PR #252, opened 2023-01-21
Merge fmt workflow with the main CI workflow

ehuss:
This just makes it a little easier to navigate the GitHub UI so that it shows all of the jobs in one "run" instead of having separate runs.


.github/workflows/ci.yml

▶ What you need to do
Up to and including the last line above, starting with the line that contains "Merge fmt workflow with the main CI workflow", return each line exactly and nothing else.

▶ Output of the task
Merge fmt workflow with the main CI workflow

ehuss:
This just makes it a little easier to navigate the GitHub UI so that it shows all of the jobs in one "run" instead of having separate runs.


.github/workflows/ci.yml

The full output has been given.